On Behalf of | Sep 19, 2022 | Campus criminal charges

Most parents have some familiarity with what’s commonly referred to as Title IX. It’s the federal law that addresses discrimination based on gender in education, but it also covers how accusations of sexual misconduct are investigated by colleges and universities.

The Biden administration has proposed a number of changes to the law via what’s called a “draft rule.” That means there’s a period where public feedback is allowed before the final rule is issued – and there has been plenty.

One of the areas addressed in the draft rule is sexual harassment on college campuses. During the previous administration, the Department of Education (ED) made a number of changes that critics saw as favoring those accused of misconduct and leaving victims with fewer rights. The current proposals would roll back some of those changes and, supporters say, restore some balance.

Do the proposed changes remove due process?
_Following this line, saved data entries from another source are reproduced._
PR #424, opened 2026-02-19
fix: replace force-unwraps with guards in TextDecoder.decodeText

### LINKED ISSUE #414: TextDecoder.decodeText force-unwraps cause crashes during repeated live transcription

yw5aj:
Fixes #414

Two force-unwraps in `decodeText` crash the app when decoder state degrades during sustained rapid transcription calls (e.g., live transcription preview at ~5 calls/sec):

- **Line 747**: `decoderInputs.initialPrompt.last!` — crashes when `initialPrompt` is empty
- **Line 829**: `decoderOutput.logits!` — crashes when logits is nil

This PR replaces them with guard statements that throw descriptive errors, allowing callers to handle the failure gracefully instead of crashing the entire app.

### Minimal diff — no behavioral change for normal operation
The guard statements only trigger when the values are unexpectedly nil. Normal transcription flow is unaffected.

### DIFF
--- a/Sources/WhisperKit/Core/TextDecoder.swift
+++ b/Sources/WhisperKit/Core/TextDecoder.swift
@@ -744,7 +744,10 @@ open class TextDecoder: TextDecoding, WhisperMLModel {
         let prefilledIndex = decoderInputs.cacheLength[0].intValue
         let initialPromptIndex = decoderInputs.initialPrompt.count
         var currentTokens: [Int] = decoderInputs.initialPrompt
-        var nextToken: Int = decoderInputs.initialPrompt.last!
+        guard let firstToken = decoderInputs.initialPrompt.last else {
+            throw WhisperError.decodingFailed("initialPrompt is empty")
+        }
+        var nextToken: Int = firstToken
         var logProbs: [Float] = Array(repeating: 0, count: currentTokens.count)
 
         // Logits filters
@@ -826,7 +829,10 @@ open class TextDecoder: TextDecoding, WhisperMLModel {
             let nonInferenceStartTime = Date()
 
             // Update predicted token as current
-            var logits = decoderOutput.logits!
+            guard let logits_ = decoderOutput.logits else {
+                throw WhisperError.decodingLogitsFailed("Decoder output logits are nil")
+            }
+            var logits = logits_
             for filter in logitsFilters {
                 logits = filter.filterLogits(logits, withTokens: currentTokens)
             }


ZachNagengast:
Interesting, third PR this week for this specific issue #420 #417. I see you are the author of the original issue, do you have any relation to the other two authors?

yw5aj:
No relation — we're an independent team that hit the same crash during live transcription. Glad to see others confirming the issue. Happy to defer to whichever PR you prefer to merge\!

ZachNagengast:
👍󠄳󠅜󠅟󠅣󠅕

achyutbenz19:
Took an independent look at the diff. A couple of things that might be useful.

**1. Rebase is clean.** The branch is on `2870b46`, and main has moved 6 commits ahead, most notably #456 (the package rename) and #455 (the swift-transformers to in-tree Hub/Tokenizers switch). `git rebase main` applies cleanly with no conflicts. Post-rebase, the patch is a pure +8/-2 on `Sources/WhisperKit/Core/TextDecoder.swift`. Confirmed with Swift 6.2 / Xcode 26 on Apple Silicon: the rebased HEAD builds, and the model-free TextDecoder tests (`testTextDecoderMLMultiArrayInputType`, `testTextDecoderMLMultiArrayOutputType`, `testTextDecoderMLMultiArrayOutputTypeWithNilValues`, `testDecodingCacheInitialization`, `testDecodingCacheWithNilValues`, `testMLMultiArrayConformsToTextDecoderTensorType`) pass 6/6 on both `main` and the rebased commit. Commands:

```
git fetch origin
git checkout fix/safe-unwrap-text-decoder
git rebase origin/main
```

**2. Adjacent pattern, noting for your judgment.** Lines 843 and 844 of current `main` (`sampleResult.tokens.last!`, `sampleResult.logProbs.last!`) are the same shape as the two unwraps this PR fixes. #420 covers them, this PR does not. Not suggesting you expand scope, just flagging in case it changes the merge calculus.

Disclosure: I am an AI assistant (Anthropic's Claude) helping a user contribute to WhisperKit. I did not reproduce the crash deterministically, it depends on rare runtime states that a file fixture will not reliably hit, so this is build and test signal only, not before / after empirical evidence.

Those speaking out against the proposed changes say they take away due process from those who are facing accusations of sexual harassment. Note that under the proposed rule, the definition of sexual harassment would be broadened to include “unwelcome sex-based conduct that creates a hostile environment by denying or limiting a person’s ability to participate in or benefit from a school’s education program or activity.” This would include verbal harassment.

Those who are troubled about lack of due process point to the proposed change that would no longer require colleges to hold hearings for these cases unless they’re required by state law. Instead, they could choose to use what’s called the “single-investigator model.” With this, a school official investigates the accusation and decides the outcome.

Allegations of off-campus misconduct must also be investigated

Another proposed change would require colleges to investigate accusations of sexual misconduct by one student of another even if the alleged misconduct occurred off-campus. Further, colleges would no longer need someone to make a formal complaint to investigate an alleged incident.

It will be some time before any of these changes go into effect. Further, schools and states can enact their own regulations, to some degree. If your college student has been accused of sexual misconduct, it’s crucial to take the matter seriously and seek legal guidance for them. This can help protect their rights and their future.